If a line in the material below has the string "omdoc", copy it out.
━━━
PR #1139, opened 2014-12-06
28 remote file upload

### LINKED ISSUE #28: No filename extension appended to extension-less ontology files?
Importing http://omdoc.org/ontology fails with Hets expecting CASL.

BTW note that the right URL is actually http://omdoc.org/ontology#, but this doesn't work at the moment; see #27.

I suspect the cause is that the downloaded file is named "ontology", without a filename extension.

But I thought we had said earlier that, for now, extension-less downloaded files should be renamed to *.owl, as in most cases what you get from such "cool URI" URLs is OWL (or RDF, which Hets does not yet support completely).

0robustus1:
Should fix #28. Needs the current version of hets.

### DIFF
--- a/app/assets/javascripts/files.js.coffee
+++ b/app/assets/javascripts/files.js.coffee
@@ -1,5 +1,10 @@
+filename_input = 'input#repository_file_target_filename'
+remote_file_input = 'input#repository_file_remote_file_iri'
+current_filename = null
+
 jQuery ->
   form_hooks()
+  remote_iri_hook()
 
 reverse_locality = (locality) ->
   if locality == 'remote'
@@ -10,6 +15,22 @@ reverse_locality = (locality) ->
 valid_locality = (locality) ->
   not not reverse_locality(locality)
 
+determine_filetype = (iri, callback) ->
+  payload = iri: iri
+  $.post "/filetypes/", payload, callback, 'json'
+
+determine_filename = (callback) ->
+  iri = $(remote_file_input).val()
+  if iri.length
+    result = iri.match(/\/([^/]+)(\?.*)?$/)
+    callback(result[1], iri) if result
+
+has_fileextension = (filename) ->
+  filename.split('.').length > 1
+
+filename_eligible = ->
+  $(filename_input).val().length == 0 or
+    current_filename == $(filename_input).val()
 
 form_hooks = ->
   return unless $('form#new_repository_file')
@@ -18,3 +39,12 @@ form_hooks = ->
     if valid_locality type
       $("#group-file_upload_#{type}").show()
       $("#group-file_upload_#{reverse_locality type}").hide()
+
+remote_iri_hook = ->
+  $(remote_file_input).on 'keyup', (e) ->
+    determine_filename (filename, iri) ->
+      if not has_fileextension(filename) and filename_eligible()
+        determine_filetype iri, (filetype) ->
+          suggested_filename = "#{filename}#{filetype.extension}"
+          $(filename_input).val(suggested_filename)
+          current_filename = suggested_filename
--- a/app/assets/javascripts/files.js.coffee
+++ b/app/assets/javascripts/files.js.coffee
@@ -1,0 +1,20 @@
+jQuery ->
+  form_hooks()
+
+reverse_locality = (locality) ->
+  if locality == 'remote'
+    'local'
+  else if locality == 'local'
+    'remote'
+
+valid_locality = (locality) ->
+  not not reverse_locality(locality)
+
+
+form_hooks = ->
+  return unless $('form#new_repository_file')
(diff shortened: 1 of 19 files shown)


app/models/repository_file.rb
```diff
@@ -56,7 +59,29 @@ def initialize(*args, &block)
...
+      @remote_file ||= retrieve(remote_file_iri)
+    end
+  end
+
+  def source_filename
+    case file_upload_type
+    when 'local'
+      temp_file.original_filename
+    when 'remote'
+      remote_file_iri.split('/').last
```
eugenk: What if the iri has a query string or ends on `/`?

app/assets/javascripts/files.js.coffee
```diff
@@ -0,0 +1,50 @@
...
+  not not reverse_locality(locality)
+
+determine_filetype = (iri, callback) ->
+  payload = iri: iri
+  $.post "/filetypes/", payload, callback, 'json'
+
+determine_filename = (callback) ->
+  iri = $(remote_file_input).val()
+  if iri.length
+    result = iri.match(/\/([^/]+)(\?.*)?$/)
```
━━━
▶ _Solution for this task_
Importing http://omdoc.org/ontology fails with Hets expecting CASL.
BTW note that the right URL is actually http://omdoc.org/ontology#, but this doesn't work at the moment; see #27.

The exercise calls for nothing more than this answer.